When the COVID-19 pandemic broke out in earnest, millions of people lost their jobs or had reduced working hours. A study conducted near the end of May estimated that more than 40 million Americans applied for unemployment since March, and millions more sought unemployment benefits in June and July.
The decision of whether to keep employees or let them go has been a difficult one for many businesses. On one hand, the havoc wreaked on the economy by COVID-19 regulations has made consistent pay for workers virtually impossible for many companies. On the other hand, many corporate leaders and business owners feel a deep sense of responsibility for their employees’ well-being. In addition, the technical aspects of lay-offs, furloughs, and unemployment benefits have become increasingly complicated as a result of COVID-inspired legislation and rule changes. Everything has changed rapidly and is still in a state of flux. For example, the introduction of new unemployment programs like Pandemic Unemployment Assistance (PUA) has forced local employers to learn about new compliance requirements on the fly, on top of California’s unemployment laws.

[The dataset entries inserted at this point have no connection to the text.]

PR #814, opened 2025-01-18
docs: add `television` to the apps showcase page

alexpasmantier:
Thanks again for the great work! 🙏🏻

### DIFF
--- a/src/content/docs/showcase/apps.md
+++ b/src/content/docs/showcase/apps.md
@@ -155,7 +155,9 @@ A terminal user interface for taskwarrior
 
 Television is a fast and versatile fuzzy finder TUI.
 
-It lets you quickly search through any kind of data source (files, git repositories, environment variables, docker images, you name it) using a fuzzy matching algorithm and is designed to be easily extensible.
+It lets you quickly search through any kind of data source (files, git repositories, environment
+variables, docker images, you name it) using a fuzzy matching algorithm and is designed to be easily
+extensible.
 
 ![television demo](https://github.com/user-attachments/assets/7a967f9c-779e-4915-baa8-160f586f8936)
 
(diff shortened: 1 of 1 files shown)


joshka:
Thanks, I think this is a good fit for the showcase, but the space that it renders into (at least on my macbook) ends up being displayed as 960 px width. This makes the screenshot a bit cramped and the details are a bit too small to really make the functionality jump out. I'd like to suggest making a screenshot a fair bit narrower.

Using the default VHS font settings I normally aim for 1200 max width on ratatui screenshots as even when these resize down, the text doesn't feel too cramped. Similarly the render width when rendering a readme on github is similarly narrow (<900 on the main page, 1012 when viewing the readme alone). The crates.io page is even worse :D

image

Side note: I noticed that you have image assets in your repo. A caution, these have a tendency to bloat repo downloads over time especially if they change. You may want to consider moving these to another repo / branch / host them elsewhere. You could also consider using git-lfs, but this has its own challenges. We use the branch approach in the main Ratatui repo, and in this repo we use git-lfs for storage and then the host the images on cloudflare pages for display.

alexpasmantier:
Thanks for the quick reply.

I updated the screenshot to make it more readable on smaller displays. Tell me if that suits you or if I should do another iteration.

> Side note: I noticed that you have image assets in your repo. A caution, these have a tendency to bloat repo downloads over time especially if they change. You may want to consider moving these to another repo / branch / host them elsewhere. You could also consider using git-lfs, but this has its own challenges. We use the branch approach in the main Ratatui repo, and in this repo we use git-lfs for storage and then the host the images on cloudflare pages for display.

Thanks for the tip, will look into it 🙏🏻

joshka:
> I updated the screenshot to make it more readable on smaller displays. Tell me if that suits you or if I should do another iteration.

Looks great - @orhun what do you think?

orhun (approved):
LGTM!

PR #847, opened 2025-03-04
Add app.rs to match the generated template

theplasticbrick:
Updates the contents of code/tutorials/hello-ratatui/src/ to match the files generated by following the tutorial at https://ratatui.rs/tutorials/hello-ratatui/

Specifically adds the app.rs file with the default contents.


orhun (approved):

orhun:
I had another look and it doesn't seem right currently. In the `hello-world` template, we only have a single file which is `main.rs`

PR #863, opened 2025-04-06
Fix broken formatting of 'note' in installation guide

BenWiederhake:
While reading the installation guide, I found what seems to be a typo / formatting error.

Nevertheless, with some detailed research (and perhaps some expert assistance from a PEO or another HR outsourcing partner) it is possible to navigate the new requirements happening now. Here are three things you need to know about unemployment and benefits.
1. You May Be Required to Continue Healthcare Coverage
One key factor to keep in mind is that there are significant differences between furloughed employees and laid-off employees. The biggest difference between a furlough and a layoff is that a furloughed worker will eventually return to their job, whereas a laid-off employee may not. It is true that some layoffs are temporary, but others become permanent when management decides that employees will not be recalled to the company.

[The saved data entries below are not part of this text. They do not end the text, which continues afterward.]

PR #886, opened 2025-06-06
Remove the usage of `set_var`

ChenRuiwei:
`std::env::set_var` is marked as unsafe starting in the 2024 Edition.

https://doc.rust-lang.org/edition-guide/rust-2024/newly-unsafe-functions.html

### DIFF
--- a/code/templates/async-template-counter/src/utils.rs
+++ b/code/templates/async-template-counter/src/utils.rs
@@ -98,7 +98,7 @@ pub fn initialize_logging() -> Result<()> {
   std::fs::create_dir_all(directory.clone())?;
   let log_path = directory.join(LOG_FILE.clone());
   let log_file = std::fs::File::create(log_path)?;
-  let filter_string = std::env::var("RUST_LOG")
+  let log_filter = std::env::var("RUST_LOG")
     .or_else(|_| std::env::var(LOG_ENV.clone()))
     .unwrap_or_else(|_| format!("{}=info", env!("CARGO_CRATE_NAME")));
   let file_subscriber = tracing_subscriber::fmt::layer()
@@ -107,7 +107,7 @@ pub fn initialize_logging() -> Result<()> {
     .with_writer(log_file)
     .with_target(false)
     .with_ansi(false)
-    .with_filter(tracing_subscriber::filter::EnvFilter::builder().parse_lossy(filter_string));
+    .with_filter(tracing_subscriber::filter::EnvFilter::builder().parse_lossy(log_filter));
   tracing_subscriber::registry().with(file_subscriber).with(ErrorLayer::default()).init();
   Ok(())
 }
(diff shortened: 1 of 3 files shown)


orhun:
Can you also look for other usages in the repo and replace them as well?

ChenRuiwei:
Grep all usages of `set_var` and fixed them all. Also fix a missing include error in async-template-counter app.

code/templates/async-template-counter/src/utils.rs
```diff
@@ -98,12 +98,14 @@ pub fn initialize_logging() -> Result<()> {
...
-      .unwrap_or_else(|_| format!("{}=info", env!("CARGO_CRATE_NAME"))),
-  );
+  unsafe {
+    std::env::set_var(
+      "RUST_LOG",
+      std::env::var("RUST_LOG")
+        .or_else(|_| std::env::var(LOG_ENV.clone()))
+        .unwrap_or_else(|_| format!("{}=info", env!("CARGO_CRATE_NAME"))),
+    )
+  };
```
joshka: It's probably better to remove the set_var call instead of making this unsafe, and configuring EnvFilter below properly.

orhun: I'm okay with either way, we can also add a comment why this is unsafe etc.

Maybe it would be nice to show both ways?

joshka: Not really - it's there because EnvFilter uses RUST_LOG in the call later down, but it doesn't have to. Envfilter has [a way to choose the env variable to use](https://docs.rs/tracing-subscriber/latest/tracing_subscriber/filter/struct.Builder.html#method.with_env_var), and it has [a way to set a default directive](https://docs.rs/tracing-subscriber/latest/tracing_subscriber/filter/struct.Builder.html#method.with_default_directive) that's used if the env variable is not set. And it has [a way to return an error if the variable is not set](https://docs.rs/tracing-subscriber/latest/tracing_subscriber/filter/struct.Builder.html#method.try_from_env). I.e. all the things that this code tries to do here are handled by correctly using `EnvFilter::builder`. The set_var call is unnecessary.

ChenRuiwei: Great insights! Solved in [the latest commit](https://github.com/ratatui/ratatui-website/pull/886/commits/6f75f87e007145498dcf961b0e754fec37d34856).

code/templates/async-template-counter/src/utils.rs
```diff
@@ -98,19 +98,16 @@ pub fn initialize_logging() -> Result<()> {
   std::fs::create_dir_all(directory.clone())?;
   let log_path = directory.join(LOG_FILE.clone());
   let log_file = std::fs::File::create(log_path)?;
-  std::env::set_var(
-    "RUST_LOG",
-    std::env::var("RUST_LOG")
-      .or_else(|_| std::env::var(LOG_ENV.clone()))
-      .unwrap_or_else(|_| format!("{}=info", env!("CARGO_CRATE_NAME"))),
-  );
+  let filter_string = std::env::var("RUST_LOG")
```
orhun: nit:
```suggestion
  let log_filter = std::env::var("RUST_LOG")
```

orhun (approved):

PR #901, opened 2025-07-03
New App Showcase - Raijin

MasonStooksbury:
Added my simple, free, weather app called *Raijin* to the app showcase Markdown file.

I made this project to get my feet wet with Ratatui. It was a little difficult at first but I got there! While maybe not the most visually impressive, I did utilize a good amount of features and everything is in one file so this would be a decent starter project for people to look at, I think.

Thanks for your consideration!

### DIFF
--- a/src/content/docs/showcase/apps.md
+++ b/src/content/docs/showcase/apps.md
@@ -119,6 +119,14 @@ oha is a tiny program that sends some load to a web application and show realtim
 
 ---
 
+## [`Raijin`](https://github.com/MasonStooksbury/Raijin)
+
+A free, simple weather TUI that pulls data without the need for an API key, account, or subscription
+
+![Raijin screenshot](https://github.com/MasonStooksbury/Raijin/blob/main/screenshot.png?raw=true)
+
+---
+
 ## [`rucola`](https://github.com/Linus-Mussmaecher/rucola)
 
 An application to manage markdown notes from your terminal and compile them to HTML


joshka:
Cool beans. Congrats on your first project. Definitely reach out and tell us what's missing in the docs and things if you can recall. New users are the best for this as they haven't learnt all the bad habits that we forget.

---

We try to make the showcase be the best looking apps that really make someone look at things and go hey, I want to build something as cool as that. There's a few on the showcase that aren't at that standard, and a few that could be on there that aren't.

Some things that would steer your app in the right direction to that level would be:
- a less monochromatic color scheme (gruvbox is great for coding in, less good for wow factor)
- consider whether many boxes is the best layout (it can be, but there's a tendency for this to end up looking fairly similar to every other boxed app)
- Take a look at the demo2 example in the repo for some inspiration on how a tui app could look (`cargo run -p demo2`)
- The graph widget looks a bit anemic because the dots being so far from each other. Consider finding a way to represent the data in a way that makes things look a bit better.
- less empty space. Drop the resolution a fair bit and aim to get the text size to be similar in size to the text of the github readme text. Using VHS for screenshots we usually recommend about 1000-1200px max on the default font size (I think it's 15 or 16pt, but don't quote me)
- take a read of https://ratatui.rs/recipes/apps/release-your-app/ for some other pointers

Don't despair though. The app definitely belongs on [awesome-ratatui](https://github.com/ratatui-org/awesome-ratatui) and drop a link on the forums and discord too.

orhun:
That's a sick app ngl

PR #904, opened 2025-07-07
add rama ws command to apps.md showcase

GlenDC:
more info: <https://ramaproxy.org/book/ws.html#websocket-support-in-rama-binary>

### DIFF
--- a/src/content/docs/showcase/apps.md
+++ b/src/content/docs/showcase/apps.md
@@ -190,3 +190,12 @@ Unlock the power of APIs with simplicity and speed, right from your terminal. Vi
 documentations in your terminal.
 
 ![openapi-tui demo](https://github.com/zaghaghi/openapi-tui/blob/main/static/demo.gif?raw=true)
+
+---
+
+## [`rama ws`](https://github.com/plabayo/rama)
+
+Websocket client (http/1.1 + h2) with a Terminal User Interface (TUI) via the rama ws command.
+This can be a useful client to quickly test out a WebSocket service or a MITM WS Proxy.
+
+![rama ws demo](https://ramaproxy.org/book/img/rama_ws_client_tui_demo.gif)


joshka:
Hi Glen, thanks for the PR on this. I'm trying to set the bar for new items added to the app showcase to be things that show off visually great looking apps. Less so cool stuff that you can do with Ratatui. So while the rama websocket stuff is definitely the latter, it's a little lacking on the former side. Rama is on my list of tech that I definitely want to dig into more, and seeing that you have a generic websocket tui is pretty neat. I'd love to be able to replace my traefik setup someday with something built on rama.

I think this link definitely belongs on the [Awesome Ratatui repo](https://github.com/ratatui-org/awesome-ratatui) and be sure to drop a link with some more details on the forum and discord too. I'm sure there'd be people that find this interesting on both places.

GlenDC:
> Hi Glen, thanks for the PR on this. I'm trying to set the bar for new items added to the app showcase to be things that show off visually great looking apps. Less so cool stuff that you can do with Ratatui. So while the rama websocket stuff is definitely the latter, it's a little lacking on the former side. Rama is on my list of tech that I definitely want to dig into more, and seeing that you have a generic websocket tui is pretty neat. I'd love to be able to replace my traefik setup someday with something built on rama.
> 
> 
> 
> I think this link definitely belongs on the [Awesome Ratatui repo](https://github.com/ratatui-org/awesome-ratatui) and be sure to drop a link with some more details on the forum and discord too. I'm sure there'd be people that find this interesting on both places.

Fair enough. Not an issue. I understand and respect that.

In the future I also probably have a traffic inspector tui. That will probably satisfy the former.

I'll close this PR for now. Thx!

joshka:
> In the future I also probably have a traffic inspector tui. That will probably satisfy the former.

Definitely - sounds good. I'm guessing that's likely a little like a tui version of Charles though with multiprotocol? If so, that sounds wild.

Aside: I've been meaning to spend time on a something similar to tui-logger that is more tracing focused (both in visual look, as well as understanding spans and key-values), which would help make apps where logs are interesting look a bit nicer.

GlenDC:
> > In the future I also probably have a traffic inspector tui. That will probably satisfy the former.
> 
> 
> 
> Definitely - sounds good. I'm guessing that's likely a little like a tui version of Charles though with multiprotocol? If so, that sounds wild.

Correct.


> Aside: I've been meaning to spend time on a something similar to tui-logger that is more tracing focused (both in visual look, as well as understanding spans and key-values), which would help make apps where logs are interesting look a bit nicer.

That would be awesome. Tui-logger already understands a lot, but support for attributes and spans would be next level and greatly appreciated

Another difference between furloughed employees and their laid-off counterparts is that they can keep employer-sponsored health insurance even though they are not currently being paid a salary. Of course, if the furloughed employee decides to keep his current health insurance plan, he is still responsible for paying his share of the contribution, such as his monthly premium and deductible.
While there are many differences between a furlough and a lay-off, one key similarity is that both employees may file for unemployment assistance to cover lost wages.
2. Employers Are Responsible for Communicating COBRA Benefits
If an employee is laid off rather than furloughed, then that worker is no longer eligible for employer-provided health benefits. However, the employer is still responsible for notifying the employee about their rights under the Consolidated Omnibus Budget Reconciliation Act (COBRA).
COBRA allows laid-off employees the option to continue their coverage under employer-provided health insurance. While employees that opt into COBRA coverage do not receive any benefits from their former employer, they can retain coverage if they pay the entire cost of the group plan, plus a 2% administrative fee. COBRA coverage typically lasts up to 18 months after an employee’s termination.
After an employee is laid-off, the employer must notify the worker about COBRA benefits. Under normal circumstances, the employer would have 90 days to provide a COBRA notice letter to the employee, and the employee would have 60 days to inform the plan administrator whether they want to opt-in. However, under new federal guidelines, the clock doesn’t begin ticking on employers until after the United States government declares that the national emergency period has ended. Similarly, the grace period for employees will begin after the end of the national emergency and will last for 120 days (a 60-day extension, plus the regular 60-day time frame).
Of course, laid-off employees may decide to opt-out of COBRA coverage. In such cases, they can find private health insurance plans on the ACA marketplace, through carriers such as United Healthcare, Blue Cross & Blue Shield, and others.
3. You May Owe PTO Payouts
If your company lays off an employee who has accrued unused vacation time, then you may owe that employee PTO. Laws on this issue vary from state to state. For example, New York legislation permits employers to implement a “use it or lose it” policy, whereas California state law prohibits it. It’s important to research your applicable local laws to make sure you stay in compliance.
Of course, if a PTO payout is a well-defined part of your company’s policy, then you may owe PTO to your former employees regardless of state law.
How Partnering with a PEO Helps You Navigate Unemployment Laws
In summary, it’s evident that in COVID-19’s “new normal” employers have more on their plate than ever before. They must keep up with the latest guidelines and regulations related to unemployment and benefits, and quickly adjust their procedures with the introduction of new laws. Of course, more changes will no doubt come with the second CARES Act.
Working with an experienced PEO can help you to stay on top of regulations when it comes to unemployment and benefits. Seeking out a PEO’s expertise can save you a lot of time and resources, and ensure that you stay compliant no matter how many changes arise. By working with the right partner, you’ll be able to navigate the increasingly complicated realm of unemployment and benefits with ease.